2)Any Non-parametric test comparing the mean for unknown sample distributions (therefore unknown variance etc), as the tail test of ttest does?
3)Is indeed the normality assumption relaxed in a case of a large sample? Does this weakens the test's accuracy? (note that my D distributions of positive and negative graphs have sizes 209826 and 11588 respectively and my average D distributions have 14958 and 1070 respectively)
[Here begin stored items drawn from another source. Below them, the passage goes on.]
PR #10409, opened 2024-06-18
Assets must populate from all projects you have perms for

DanielBelmes:
## Summary
So we have a lot of permissions considerations. Currently in this state we have removed the need for static resource read. Then we are building queries with all projects you have perms for if you don't supply an individual project in the query.

- [x] asset panel populates only with `file` & `asset` resource types
- [x] moved thumbnails from `/thumbnails` to `/public/thumbnails` since they need to be public read access in s3/cloudfront or they'll be unreachable in deployments
- [x] any files in the `/public/thumbnails` folder or that end with '.thumbnail.jpg' (scene thumbnails) are tagged as 'thumbnail'
- [x] resources tagged with 'thumbnail' will not populate into resources.json
- [x] auto-generated thumbnails now have the 'thumbnail' type
- [x] in dev mode, all users with `static_resource:write` scope will automatically be given owner project permission for all projects

## References
https://tsu.atlassian.net/browse/IR-2616
IR-2616
## QA Steps

[IR-2616]: https://tsu.atlassian.net/browse/IR-2616?atlOrigin=eyJpIjoiNWRkNTljNzYxNjVmNDY3MDlhMDU5Y2ZhYzA5YTRkZjUiLCJwIjoiZ2l0aHViLWNvbS1KU1cifQ


HexaField (approved):

HexaField (changes requested):
this won't work for users without `static-resource:read` perms

packages/server-core/src/hooks/resolveProjectsByPermission.ts
```diff
@@ -0,0 +1,63 @@
...
+      })) as Paginated<ProjectPermissionType>
+
+      for (const projP of data) {
+        if (!context.params.query?.$or) {
+          context.params.query.$or = []
+        }
+        const project = await context.app.service(projectPath).get(projP.projectId)
+        if (project !== undefined) context.params.query?.$or?.push({ project: project.name })
+      }
+      context.params.query?.$or?.push({ project: 'default-project' })
```
DanielBelmes: Just noting an alternative to this is rejecting the request if they have no perms. Because otherwise the user without static resource read would get all assets.

packages/ui/src/components/editor/panels/Assets/container/index.tsx
```diff
@@ -370,8 +368,6 @@ const AssetPanel = () => {
         key: {
           $like: `%${searchText.value}%`
         },
-        type: 'asset',
```
HexaField, line 376: @DanielBelmes @dinomut1 why are we removing the 'asset' type here, we decided that we want a dedicated 'asset' type (that currently auto-populates if the tags field has more than one tag, meaning it was intentially given a tag by the content team beyond the autogenerated file type tag). This allows us to filter out thumbnails, scenes, avatars, recordings etc. Otherwise all of these will populate into the asset panel. We need something that explicitly defines a file is an asset.

HexaField (changes requested):

packages/ui/src/components/editor/panels/Assets/container/index.tsx
DanielBelmes: just to keep a record here. At least for the time being I think it's best to remove this part of the query until we get all the assets tagged as asset.

dinomut1: @HexaField "Assets" don't exist right now. We want both files and assets in the assets panel. We only want to hide files when an asset exists that represents said file as a LODded version. As we don't have that implemented right now, every file should go into the assets panel

packages/server-core/src/hooks/verify-project-permission.ts
```diff
@@ -58,6 +58,8 @@ export default (types: string[]) => {
 
     if (!project) throw new NotFound('Project not found')
 
+    if (project.name === 'default-project') return context
```
DanielBelmes: also ensuring non admins will be able to access default proj so the panel works

MichaelEstes (approved):

packages/server-core/src/media/static-resource/static-resource.resolvers.ts
```diff
@@ -82,17 +82,10 @@ export const staticResourceResolver = resolve<StaticResourceType, HookContext>(
...
-        query: {
-          key: staticResource.thumbnailKey
-        }
-      })
-      if (!thumbnailStaticResource.data.length) return
       return (
         storageProvider.getCachedURL(staticResource.thumbnailKey, context.params.isInternal) +
         '?hash=' +
-        thumbnailStaticResource.data[0].hash.slice(0, 6)
+        staticResource.hash.slice(0, 6)
```
HexaField: why are we adding the hash for the static resource to the static resource's thumbnail? this will invalidate cache incorrectly for the thumbnail

packages/server-core/src/media/static-resource/static-resource.hooks.ts
```diff
@@ -165,25 +183,24 @@ export default {
         iffElse(
           checkScope('static_resource', 'read'),
```
HexaField: we need to add the admin action back such that we run the else condition here for all users, not just users who aren't admins. this will cause any find operations to give back different data for admins (specificlaly those with static_resource:read scopes)

HexaField (changes requested):

packages/server-core/src/media/static-resource/static-resource.resolvers.ts
DanielBelmes: I'm removing this change. I don't think it's related to this PR. Basically I believe the CMS branch broke this by not migrating any of the older thumbnails into static resources. I don't have a leg in the putting thumbnails into static resource conversation as I am very much new to this conversation.

packages/server-core/src/media/static-resource/static-resource.hooks.ts
DanielBelmes: So we don't want admins to be able to view everything in assets? the action is built into the query. If we ever want an admin to actually see the assets within the studio we will have to query for admin and add into the action within the editor. I was just under the assumption we want admins to see everything within the studio.

HexaField: The action is for the admin panel. The studio should act the same for everyone.

packages/server-core/src/media/static-resource/static-resource.resolvers.ts
HexaField: The resources.json is now the source of truth and needs to be updated accordingly.

packages/server-core/src/media/static-resource/static-resource.hooks.ts
DanielBelmes: Sounds good to me

dinomut1 (changes requested):
thumbnails are not static resources, this will not work

HexaField:
> thumbnails are not static resources, this will not work

Thumbnails are static resources, there is a `'thumbnail'` type for them.

packages/server-core/src/media/static-resource/static-resource.resolvers.ts
dinomut1: thumbnails are not static resources and shouldn't be in resources.json

dinomut1:
> > thumbnails are not static resources, this will not work
> 
> Thumbnails are static resources, there is a `'thumbnail'` type for them.

They shouldn't be, they're not first class files and shouldn't be visible or accessible to the user

HexaField:
> > > thumbnails are not static resources, this will not work
> > 
> > 
> > Thumbnails are static resources, there is a `'thumbnail'` type for them.
> 
> They shouldn't be, they're not first class files and shouldn't be visible or accessible to the user

They need to be. We can change the queries to return 'file' or 'asset' types for now.

dinomut1 (approved):

HexaField:
Will wait for @hanzlamateen to sign off on this

packages/server-core/src/media/static-resource/static-resource.hooks.ts
```diff
@@ -163,27 +182,26 @@ export default {
...
+            iffElse(
+              hasProjectField,
+              [
+                verifyScope('editor', 'write'),
+                resolveProjectId(),
+                verifyProjectPermission(['owner', 'editor', 'reviewer'])
+              ],
+              [verifyScope('editor', 'write'), resolveProjectsByPermission()]
+            ) as any
+          ]
```
hanzlamateen: Since `verifyScope('editor', 'write')` is checked in both cases, therefore it can be moved before iffElse.

```suggestion
          [
            verifyScope('editor', 'write'),
            iffElse(
              hasProjectField,
              [
                resolveProjectId(),
                verifyProjectPermission(['owner', 'editor', 'reviewer'])
              ],
              [resolveProjectsByPermission()]
            ) as any
          ]
```

packages/server-core/src/user/identity-provider/identity-provider.hooks.ts
```diff
@@ -197,6 +198,31 @@ async function addScopes(context: HookContext<IdentityProviderService>) {
   }
 }
 
+const addDevProjectPermissions = async (context: HookContext<IdentityProviderService>) => {
+  if (!isDev || (context.actualData as IdentityProviderType).type !== 'admin') return
```
hanzlamateen: We dont have identity provider type as 'admin', rather type provider represents the SSO provider.

https://github.com/EtherealEngine/etherealengine/blob/a1ff227aa9e602201dd76290e5708780036f507d/packages/common/src/schemas/user/identity-provider.schema.ts#L38

I dont see it being passed anywhere in our code base either:
image

packages/server-core/src/hooks/resolveProjectsByPermission.ts
```diff
@@ -0,0 +1,68 @@
...
+        throw new Forbidden(`Project permissions not found`)
+      }
+
+      for (const projP of data) {
+        if (!context.params.query?.$or) {
+          context.params.query.$or = []
+        }
+        const project = await context.app.service(projectPath).get(projP.projectId)
+        if (project !== undefined) context.params.query?.$or?.push({ project: project.name })
+      }
```
hanzlamateen: I think we should be using `query.project.$in: []` here instead of $or. https://feathersjs.com/api/databases/querying#in-nin

This is because current implementation has a loop hole if the requested query from client is:

```
query: {
  $or: [
    { key: 'abc' },
    { key: 'xyz' }
  ]
}
```

Then this hook is going to translated query to:
```
query: {
  $or: [
    { key: 'abc' },
    { key: 'xyz' },
    { project: 'proj1' },
    { project: 'proj2' }
  ]
}
```

This is not desired. Because it can return data if key `abc` exists in `proj3`. Rather, it should be:
```
query: {
  $or: [
    { key: 'abc' },
    { key: 'xyz' }
  ],
  { project: { $in: ['proj1', 'proj2'] }  }
}
```

hanzlamateen (dismissed):

packages/server-core/src/user/identity-provider/identity-provider.hooks.ts
DanielBelmes: yea we don't have admin but I wanted to surface that we do set type to 'guest'

```
await Engine.instance.api.service(identityProviderPath).create({
    type: 'guest',
```

packages/server-core/src/hooks/resolve-projects-by-permission.ts
```diff
@@ -0,0 +1,67 @@
...
+ * @returns
+ */
+export default () => {
+  return async (context: HookContext<Application>) => {
+    if (!context.params.query?.project) {
+      const loggedInUser = context.params.user as UserType
+      const { data } = (await context.app.service(projectPermissionPath).find({
+        query: {
+          userId: loggedInUser.id,
+          $limit: 1000 //idk what's a good number
```
barankyle: You can get all results by removing $limit and adding `paginate: false` next to query, i.e.

```
query: {
      userId: loggedInUser.id
},
paginate: false
```

If you look for `paginate: false` and see it inside `query` in some places, that's because we do that when requesting an un-paginated response from the client side, and there's a hook `enable-client-pagination` that moves it from `params.query` to `params`.

barankyle (approved):

packages/server-core/src/user/identity-provider/identity-provider.hooks.ts
HexaField: Weird I just copied it from another hook in user hooks

HexaField (approved):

Oh! and by the way I know there are transformations that might make my data follow normal (I guess splitting a stairs-like distribution, such as my 'positive', to two opposite stairs might do the job, but I am completely inexperienced and there doesnt seem to exist such an easy answer for 'negative' D distribution . And I also really dont have time to experiment right now )

Thank you all in advance!

P.S. Here are the two D distributions (for 'pos' and 'neg' graphs) as well as the corresponding average D distributions

D of pos


D of neg


average D of pos


average D of neg

[coming20]

I have the same problem and desperately needed an solution.

Experts, please help~

[Karabiner]

Not clear what you mean by "same problem". Perhaps you describe your problem/study (e.g. topic, objective,
study design, sample size, measurements taken).

Regards

K.

[Dason]

Permutation tests I think are actually quite a bit easier to understand conceptually than our typical parametric framework. I like the approach but there are a different set of problems that go along with trying to take that approach but one of the nice things about a permutation test is that it is (almost) always a valid type of test.